Friday, July 27, 2012

BP hit with $3.1 bn Russian court bill

A Siberian court on Friday piled more legal pressure on BP by ordering the British group to pay $3.1 billion in damages for its attempted Arctic oil exploration tie-up with the state giant Rosneft.

A BP attorney immediately denounced the decision as a "corporate attack" that demonstrated the court's subservience to the Russian government's wishes.

The ruling came just days after BP entered direct talks with Rosneft over a buy-out by Russia's largest oil company of the British firm's stake in the troubled TNK-BP joint venture it co-owns with four local tycoons.

A lawyer for minority TNK-BP shareholder Andrei Prokhorov -- the unheralded plaintiff at the heart of Russia's biggest business court case -- said the 100-billion-ruble ruling was issued against London-based BP plc and its BP Russia Investment Limited venture.

"We are fully satisfied," attorney Dmitry Chepurenko said by telephone from the oil-producing region of Tyumen.

Prokhorov -- owner of just 0.0000106 percent of a venture responsible for nearly a third of BP's oil -- denies acting on behalf of the powerful oligarchs who operate their half through the Alfa Access Renova (AAR) consortium.

AAR successfully blocked the Arctic deal in a European court of arbitration by arguing that BP had an obligation to offer TNK-BP priority rights to any operations it would like to conduct across the country and Ukraine.

Prokhorov said TNK-BP Holding suffered from unrealised gains by being shut out of the $16 billion share-swap and joint exploration venture.

The Arctic venture eventually went to the US super-major ExxonMobil.

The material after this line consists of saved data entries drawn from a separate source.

PR #2303, opened 2026-02-26
Stylegan migration

kharshith-k:
Please find my PR for migrating StyleGAN tutorial from keras2 to keras3. Full training of the model needs to be started after the review

[Colab Notebook](https://colab.research.google.com/gist/kharshith-k/4e53898ebe1a60d651540ca9895fc171/stylegan.ipynb)


examples/generative/stylegan.py
```diff
@@ -533,87 +634,69 @@ def metrics(self):
...
+        epsilon = keras.random.uniform((batch_size, 1, 1, 1))
+        interpolates = epsilon * real_images + (1 - epsilon) * fake_images
+        pred_fake_grad = self.discriminator([interpolates, alpha])
+        gradient_penalty = 0.0
+        drift_loss = self.loss_weights["drift"] * keras.ops.mean(
+            keras.ops.concatenate([pred_fake, pred_real], axis=0) ** 2
+        )
+        d_loss = loss_fake + loss_real + gradient_penalty + drift_loss
+        self.add_loss(g_loss)
+        self.add_loss(d_loss)
```
sachinprasadhs: This is wrong approach to combine both Generator and Discriminator losses.
GANs require alternating updates for the Discriminator and Generator using separate optimizers. So this approach will block that behavior.

examples/generative/stylegan.py
```diff
@@ -2,9 +2,8 @@
 Title: Face image generation with StyleGAN
 Author: [Soon-Yau Cheong](https://www.linkedin.com/in/soonyau/)
 Date created: 2021/07/01
-Last modified: 2021/07/01
+Last modified: 2026/03/06
 Description: Implementation of StyleGAN for image generation.
```
sachinprasadhs, line 6: Why accelerator is removed?

examples/generative/stylegan.py
```diff
@@ -654,7 +746,7 @@ def call(self, inputs: dict()):
 """
 
 START_RES = 4
-TARGET_RES = 128
+TARGET_RES = 16  # Training to 16x16 for quick demonstration
```
sachinprasadhs: How much difference in training we will observe if we do 32x32 or more?
16x16 is significant reduce!

examples/generative/stylegan.py
```diff
@@ -238,24 +254,88 @@ class AdaIN(layers.Layer):
...
     def call(self, inputs):
         x, w = inputs
-        ys = tf.reshape(self.dense_1(w), (-1, 1, 1, self.x_channels))
-        yb = tf.reshape(self.dense_2(w), (-1, 1, 1, self.x_channels))
+        ys = keras.ops.reshape(self.dense_1(w), (-1, 1, 1, self.x_channels))
+        yb = keras.ops.reshape(self.dense_2(w), (-1, 1, 1, self.x_channels))
         return ys * x + yb
 
 
+class SpectralNormalization(layers.Wrapper):
```
sachinprasadhs: Why this normalization is added now? Was there any training stability issue without this?

examples/generative/stylegan.py
```diff
@@ -671,18 +763,75 @@ def train(
...
+    early_stopping_patience=3,  # Stop if no improvement after N phases
+    save_best_only=True,  # Only save checkpoints when model improves
+    d_updates_per_g_update=2,  # Update discriminator every N generator updates (1:2 ratio)
 ):
-    opt_cfg = {"learning_rate": 1e-3, "beta_1": 0.0, "beta_2": 0.99, "epsilon": 1e-8}
+    # Stability improvements:
+    # - Spectral normalization on all discriminator conv layers (NEW - addresses fundamental instability)
+    # - Discriminator update ratio (1:2) - balances G/D training dynamics
+    # - Combined approach: spectral norm provides architectural stability + update ratio balances training
+    # Previous attempts: 1:2 ratio alone delayed divergence 3-4x but still diverged by step 1500
```
sachinprasadhs: This looks like some debug comments from multiple previous runs, avoid such comments and keep only those comments which will be beneficial for the tutorial.

sachinprasadhs (commented):
Added few comments and also Gemini comments are valid. Please address those. Thanks

examples/generative/stylegan.py
kharshith-k: Sure, I've fixed the code to compute generator and discriminator losses separately. Please review and let me know if its correct

examples/generative/stylegan.py
kharshith-k: I think I've removed it by mistake

examples/generative/stylegan.py
kharshith-k: with steps_per_epoch set to 100, training takes an hour for 64x64 resolution

examples/generative/stylegan.py
kharshith-k: I removed it as it was not needed after modifying the approach of updating the losses

hertschuh (changes requested):
There are many unrelated changes to 100+ files. Can you fix them?

Thanks!

examples/generative/stylegan.py
```diff
@@ -238,21 +254,22 @@ class AdaIN(layers.Layer):
...
         w_shape = input_shapes[1]
-
         self.w_channels = w_shape[-1]
         self.x_channels = x_shape[-1]
-
-        self.dense_1 = EqualizedDense(self.x_channels, gain=1)
-        self.dense_2 = EqualizedDense(self.x_channels, gain=1)
+        if self.dense_1 is None:
+            self.dense_1 = EqualizedDense(self.x_channels, gain=1)
+            self.dense_2 = EqualizedDense(self.x_channels, gain=1)
```
hertschuh, line 267: You shouldn't need the `if` here, `build` is only called once.

examples/generative/ipynb/stylegan.ipynb
```diff
@@ -828,349 +960,217 @@
...
...v1In8wkjRdhaP8umb3U3bPfug2Q+8azu/vbrWKC7YR/vpsdHlepu2A3mAZkn+44/GtBPjhuYrLv5Tbzu8C5YoCfNi75j57B+3ty1GTKf7obLPHu87qoNwi9MAAAssGACAGCBBRMAAAssmAAAWGDBBADAguO6zXaW6ZNOoR4dV6nzPbojyrh/eNrPRu3R+wNuj9UbfW4uekHmaQu+0vUahoS2u00NeI0rAzoQg96v4M5c3z6d+jU2Btz2vB5uosQWp38V9O7xaDLlDTo4ujNxVXWWzMc9u1iXO+Df27W3rHfiqu6SvbN+sMydqIAu4CveemN6Fct65b2fkpfPHKY7WZc+oztfTWToG50YsJdspVmr723WyXyt0Xuf7vbNGcfoSZDTQ15u6n/U+ZgWuus9zRT75uhjetKN0x3GzjXdcV28dazMM337kNYFfCY6B33W9urYDAv8zHrfz5yAz3yfHH19t0UyTu33hsw3d5wT+iC99Gt8M1V3wWct3ibzCyUJMo+c6J+n4bJeWYRq4TWmUwc9F+NnTJW5O2+5b86skvUWh/S1Nxk4S/9WSygaJnPjfump98mgMFlv7KWf5eWO3o7czPpFd9UWuRXsJQsAwL/FggkAgAUWTAAALLBgAgBggQUTAAALze8l60zQ+cKAvRzz82V83ej9TG/yHW+Pe0SO22j0ffvM1Y9RPHeozKep5rj6g/omRncCH+m6Q+Z9b0sIuI9PQOdfS/0Pvk3UmXp9n+yHdP66r9zxKj3uuaMybjv8HpmXZpTLPMUf/Kq7Ydu16yhzp01AN2xSnM59amtv6BMBnaJDPtN7bJqbO+l8fmhUqRvrjNk3ScYz63Vu9D+5t/ZdjM7LC/fLvHq27nJNC/MeO8v0vqCTC/w7iDbZEDte5gen2u3tentgp77eX9lM0RuiRgfcx9//HDe2ixy35/szMp/+gf4+WRb+tX6+JaHR1Z/00FbRjTJ3TYLMV8/Re59Onug97v3qNTnu+BbdDXtJbx9sOp9arU+Y5d7D+xLkqKy9/m/5Js4l3bbqzn84oJ7XuG9WBZxpCMj19/xuc8Wq3t/4hQkAgAUWTAAALLBgAgBggQUTAAALLJgAAFj4p71kAQCA4RcmAABWWDABALDAggkAgAUWTAAALLBgAgBggQUTAAALfwJRSaJ0RiM7ywAAAABJRU5ErkJggg==\n",
```
hertschuh, line 932: You'll need to generate the images too.

PR #2307, opened 2026-03-02
Suppress training output warnings and remove intermediate epoch PNG visualizations in Focal Modulation Network tutorial

LakshmiKalaKadali:


sachinprasadhs (commented):
class TrainMonitor is unused, if it is not required then remove it. 
Rest all looks good.

sachinprasadhs:
You just removed from .py file only.
Can you just regenerate files again. Thanks!

sachinprasadhs (approved):

PR #2320, opened 2026-03-31
Migration of Finetuning Stable diffusion via textual inversion from Keras 2 to Keras 3 

kharshith-k:
Please find my PR for migrating Finetuning Stable Diffusion using textual inversion tutorial from keras2 to keras3

[Colab Gist](https://colab.research.google.com/gist/kharshith-k/14d32d7ea3bc23edb0ef689e5a5e033d/fine_tune_via_textual_inversion.ipynb)


laxmareddyp (changes requested):
I don't see this in the examples, and there doesn't seem to be a corresponding .py file.

I could find only this tutorial which you attached in the PR description. https://github.com/keras-team/keras-io/blob/master/examples/generative/fine_tune_via_textual_inversion.py

Why the new .ipynb and .md files are created in this PR   , if it is just migration PR ?

PR #2321, opened 2026-04-01
[Examples] Add Context-Aware Music Retrieval tutorial using Yambda and JAX DataParallel

rishiraj:
**Description**
This PR adds a new, production-oriented retrieval example to the KerasRS examples gallery: **Context-Aware Music Retrieval with Yambda and JAX Data Parallelism**. 

While existing examples demonstrate standard user-item Two-Tower models, real-world recommender systems must dynamically adapt to user context. This tutorial tackles this problem using the recently released [Yambda-5B](https://huggingface.co/datasets/yandex/yambda) industrial-scale music dataset, leveraging its explicit `is_organic` flag to alter recommendations based on whether a user is actively exploring (organic) or passively listening (algorithmic).

**Key Educational Takeaways for Keras Users:**
* **Contextual Query Fusion:** Demonstrates how to dynamically shift a user's embedding by fusing it with categorical context embeddings in the Query Tower.
* **Overcoming the "Curse of Scale" in Validation:** Shows how to decouple the `BruteForceRetrieval` index from the `call()` method to prevent validation-loop freezing and OOM crashes when evaluating against massive candidate pools.
* **Vocabulary Compression:** Uses `keras.layers.IntegerLookup` to compress sparse 7-digit item IDs into a contiguous range, dropping the TPU HBM footprint from >15GB to just megabytes and preventing XLA memory exhaustion.
* **High-Performance `tf.data` Pipelines:** Utilizes Hugging Face's `to_tf_dataset()` with `drop_remainder=True` to stream data directly from Apache Arrow files, maintaining the strict static shapes required for JAX/TPU XLA compilation.
* **TPU Scaling:** Implements `keras.distribution.DataParallel` for seamless multi-core TPU training using the JAX backend.

**Testing Performed:**
- [x] Verified end-to-end execution on a Google Colab TPU v5e-1 environment.
- [x] Confirmed XLA compilation successfully caches the graph (Epoch 1: ~150s, Epoch 2+: ~3s).
- [x] Verified that model inference outputs distinct item recommendations for the exact same user based solely on toggling the `is_organic` context flag.
- [x] Validated reverse-lookup mapping from internal compressed IDs back to original Yambda IDs.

TNK-BP for its part reported a slump in second quarter profits Friday to $808 million from $2.2 billion last year due to lower prices and higher export taxes on old fields.

The Siberian ruling will make no immediate financial impact on BP because it can still fight it in higher courts -- a process that Prokhorov's attorney said could take "at least" six months.

But it will also remind BP of the other court battles it has waged -- and often lost -- in Russia when facing complications with either its tycoon partners or the state.

"This court ruling seriously damages the Russian court system's reputation and proves its inability to defend honest investors against illegal corporate attacks," BP lawyer Konstantin Lukoyanov told RIA Novosti.

"All of the plaintiff's claim are based on absurd assumptions that have nothing in common with the interests of TNK-BP or its shareholders," the BP lawyer said.

Most economists agree that Prokhorov's case would have never survived either the European or US court systems.

The controversial claim had already been rejected once in November -- a move that came just two months after British Prime Minister David Cameron addressed the issue with Russia's ruling tandem of Vladimir Putin and Dmitry Medvedev.

But it was picked up again this year just as BP was entering another war of words with the AAR billionaires over future TNK-BP strategy and dividend payments.

BP eventually put up its half of Russia's third-largest oil company for sale in July 1 and received a quick bid from the tycoon's themselves.

Rosneft entered the fray as expected this week and has three months to negotiate an agreement that could see BP lose an instant cash source that has provided $19 billion in dividend payment's since TNK-BP's creation in 2003.

Analysts believe BP views a deal with Rosneft as a way of improving its relations with the Russian state and potentially regaining access to lucrative unexplored reserves.